Im having the same problem!!  I tried smashbox photo finish primer but for some reason those lines from my nose to my mouth always show up :-(


----------



## Mabelle (Mar 8, 2009)

i bring alittle brush with me and buff it out during the day... worse ok.
but SO annoying


----------



## makeba (Mar 8, 2009)

i have found that if i use to much primer on my face prior to foundation i get this problem. use a primer but figure out the amount suitable for your skin type. after you put on your foundation use a kabuki brush and buff the foundation into your skin. i may rub the brush over my face about 12 or more times and press a little more around the corners of my nose.


----------



## Yushimi (Mar 8, 2009)

Buffer brush is your best friend. Try buffering between layers.
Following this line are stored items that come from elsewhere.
PR #16949, opened 2024-11-14
[ntuple] Merger: fix handling of compression-related options

silverweed:
Currently the RNTupleMerger has a pretty confusing and unintuitive handling of `hadd`'s compression options.
To simplify the situation, this PR implements these simpler rules:
1. the output RNTuple and its container file always have the same compression
2.  if the user explicitly passes a compression settings (`-f[0-9]`), use that compression
3. if the user doesn't pass any compression flag, use 505 as the output compression
4. if the user passes `-ff` or `-fk`, open the first source file, grab the RNTuple inside it, peek the first column range we can find and use its compression settings as the output compression. This is different from the current behavior of using the same compression as the first source *file*, as that behavior is probably not what the user wants.

This requires passing more information from hadd to the RNTupleMerger. I added a couple of TString merge options to do so, which won't impact the existing merging code as they only get interpreted by the RNTupleMerger.

## Checklist:

- [x] tested changes locally

### DIFF
--- a/main/src/hadd.cxx
+++ b/main/src/hadd.cxx
@@ -427,8 +427,10 @@ int main( int argc, char **argv )
          else
             newcomp = ROOT::RCompressionSetting::EDefaults::kUseCompiledDefault;
          delete firstInput;
+         fileMerger.SetMergeOptions(TString("first_source_compression"));
       } else {
          newcomp = ROOT::RCompressionSetting::EDefaults::kUseCompiledDefault;
+         fileMerger.SetMergeOptions(TString("default_compression"));
       }
    }
    if (verbosity > 1) {
@@ -487,7 +489,7 @@ int main( int argc, char **argv )
          }
       }
       merger.SetNotrees(noTrees);
-      merger.SetMergeOptions(cacheSize);
+      merger.SetMergeOptions(TString(merger.GetMergeOptions()) + " " + cacheSize);
       merger.SetIOFeatures(features);
       Bool_t status;
       if (append)
--- a/tree/ntuple/v7/src/RNTupleMerger.cxx
+++ b/tree/ntuple/v7/src/RNTupleMerger.cxx
@@ -78,22 +78,25 @@ try {
       // pointer we just got.
    }
 
-   // The "fast" option is present if and only if we don't want to change compression.
-   const int compression =
-      mergeInfo->fOptions.Contains("fast") ? kUnknownCompressionSettings : outFile->GetCompressionSettings();
-
-   RNTupleWriteOptions writeOpts;
-   writeOpts.SetUseBufferedWrite(false);
-   if (compression != kUnknownCompressionSettings)
-      writeOpts.SetCompression(compression);
-   auto destination = std::make_unique<RPageSinkFile>(ntupleName, *outFile, writeOpts);
-
-   // If we already have an existing RNTuple, copy over its descriptor to support incremental merging
-   if (outNTuple) {
-      auto source = RPageSourceFile::CreateFromAnchor(*outNTuple);
-      source->Attach();
-      auto desc = source->GetSharedDescriptorGuard();
-      destination->InitFromDescriptor(desc.GetRef());
+   const bool defaultComp = mergeInfo->fOptions.Contains("default_compression");
+   const bool firstSrcComp = mergeInfo->fOptions.Contains("first_source_compression");
+   if (defaultComp && firstSrcComp) {
+      // this should never happen through hadd, but a user may call RNTuple::Merge() from custom code...
+      Warning(
+         "RNTuple::Merge",
+         "Passed both options \"default_compression\" and \"first_source_compression\": only the latter will apply.");
+   }
+   int compression = kUnknownCompressionSettings;
+   if (firstSrcComp) {
+      // user passed -ff or -fk: use the same compression as the first RNTuple we find in the sources.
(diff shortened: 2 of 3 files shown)


tree/ntuple/v7/src/RNTupleMerger.cxx
```diff
@@ -78,22 +78,25 @@ try {
       // pointer we just got.
    }
 
-   // The "fast" option is present if and only if we don't want to change compression.
-   const int compression =
-      mergeInfo->fOptions.Contains("fast") ? kUnknownCompressionSettings : outFile->GetCompressionSettings();
-
-   RNTupleWriteOptions writeOpts;
-   writeOpts.SetUseBufferedWrite(false);
```
jblomer, line 86: This option got lost, didn't it?

jblomer (commented):
In principle looks good but we should add tests.

tree/ntuple/v7/src/RNTupleMerger.cxx
silverweed: Yes, a victim of the rebase 😅

silverweed:
@jblomer added a couple of tests for the new rules: https://github.com/root-project/roottest/pull/1220

main/src/hadd.cxx
hahnjo, line 1: The commit message seems to have two title lines, is this intentional?

tree/ntuple/v7/src/RNTupleMerger.cxx
```diff
@@ -78,22 +78,25 @@ try {
...
+   if (firstSrcComp) {
+      // user passed -ff or -fk: use the same compression as the first RNTuple we find in the sources.
+      // (do nothing here, the compression will be fetched below)
+   } else if (!defaultComp) {
+      // compression was explicitly passed by the user: use it.
+      compression = outFile->GetCompressionSettings();
+   } else {
+      // user passed no compression-related options: use default
+      compression = RCompressionSetting::EDefaults::kUseGeneralPurpose;
+      Info("RNTuple::Merge", "Using the default compression: %d", compression);
```
hahnjo, line 99: (cross-posting from https://github.com/root-project/root/pull/16944#discussion_r1843373630)
Can you remind me what is the default if I just do `hadd out.root in1.root in2.root`? From a users perspective, I would not expect this to change the compression / recompress, but the code seems to suggest that I have to pass `-ff` or `-fk` to get "fast" merging?

tree/ntuple/v7/src/RNTupleMerger.cxx
```diff
@@ -144,8 +144,12 @@ try {
       sources.push_back(std::move(source));
    }
 
+   // Always write the RNTuple and the file with the same compression.
+   outFile->SetCompressionSettings(compression);
```
hahnjo, line 148: Should we "always" do this, or only when there is exactly one RNTuple? What about a file that has one RNTuple (505) and one histogram (101)?

tree/ntuple/v7/src/RNTupleMerger.cxx
```diff
@@ -144,8 +144,12 @@ try {
...
+
    RNTupleWriteOptions writeOpts;
    assert(compression != kUnknownCompressionSettings);
+   writeOpts.SetUseBufferedWrite(false);
```
hahnjo, line 152: This should go to the previous commit... On the other hand it probably doesn't do anything since we are not using `RPageSinkBuf` in the first place, but construct a `RPageSinkFile` manually, so might as well just drop it (in a separate commit)

main/src/hadd.cxx
silverweed: It's a squash of two commits; I could remove one of the lines as it's not really that relevant

tree/ntuple/v7/src/RNTupleMerger.cxx
jblomer: I think I agree. At this point, we simply diverged and the default TFile compression is different from the default RNTuple compression. We can discuss if/how we want to address it but I don't think we need extra code in the merger. We have the same situation (different compression algorithms) if you write a new RNTuple.

jblomer (approved):
Thanks!
Some minor things and some open questions from @hahnjo 
Otherwise LGTM.

main/src/hadd.cxx
```diff
@@ -427,8 +427,10 @@ int main( int argc, char **argv )
          else
             newcomp = ROOT::RCompressionSetting::EDefaults::kUseCompiledDefault;
          delete firstInput;
+         fileMerger.SetMergeOptions(TString("first_source_compression"));
```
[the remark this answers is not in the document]
silverweed: Unfortunately if I don't explicitly construct it, the compiler gives a "call to member function is ambiguous" and doesn't compile

silverweed:
I added a battery of tests with all the relevant combinations of compression for input and output to verify that we can always read back the data. This amounts to 250 tests which run in about 10 seconds in debug mode. If you think that's too much I can reduce the tested combinations, but I think it doesn't hurt to overtest a bit if the cost in time is so modest.

main/src/hadd.cxx
hahnjo, line 1: The commit message is not what I think it should be...

hahnjo (commented):
LG, but the first commit message doesn't match the change...

main/src/hadd.cxx
silverweed: Sorry, I fixed it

And always set with a powder and buff that layer too


----------



## Sanayhs (Mar 10, 2009)

Don't use too much primer, make sure you use thin layers of foundation, try to use fewer layers over problem areas after, and set with a good powder and a fluffy brush - if you use something too dense, too much powder will be deposited and it can cake and consequently crease.


----------



## miss_bailey (Mar 10, 2009)

maybe try applying less foundation?


----------



## mdjmsj (Mar 11, 2009)

I have the same problem-at the end of the day, it looks like I have really deep creases around my mouth and it drives me crazy! I'll try everything posted here-hopefully something will work for the both of us!!


----------



## L1LMAMAJ (Mar 13, 2009)

I actually squirt some primer (smashbox) into my foundation and mix it all up before I apply it on my face. This is very effective because the primer fills in all the little wrinkles and fine lines around my eyes, mouth, and nose areas. Also, I ALWAYS use the 109 brush to blend the foundation into harder-to-reach areas such as the sides of my nose, underneath my eyes. After using the primer + foundation together at the same time, I have never had a problem with foundation creasing around my nose again.


----------



## Nadeshda (Mar 13, 2009)

Maybe you are using too much foundation. That happened to me with a cream-to-powder foundation, when I was applying it with a sponge. I now use a flat-top buffer brush and it works. Not only do I use less product, it also buffs it.


----------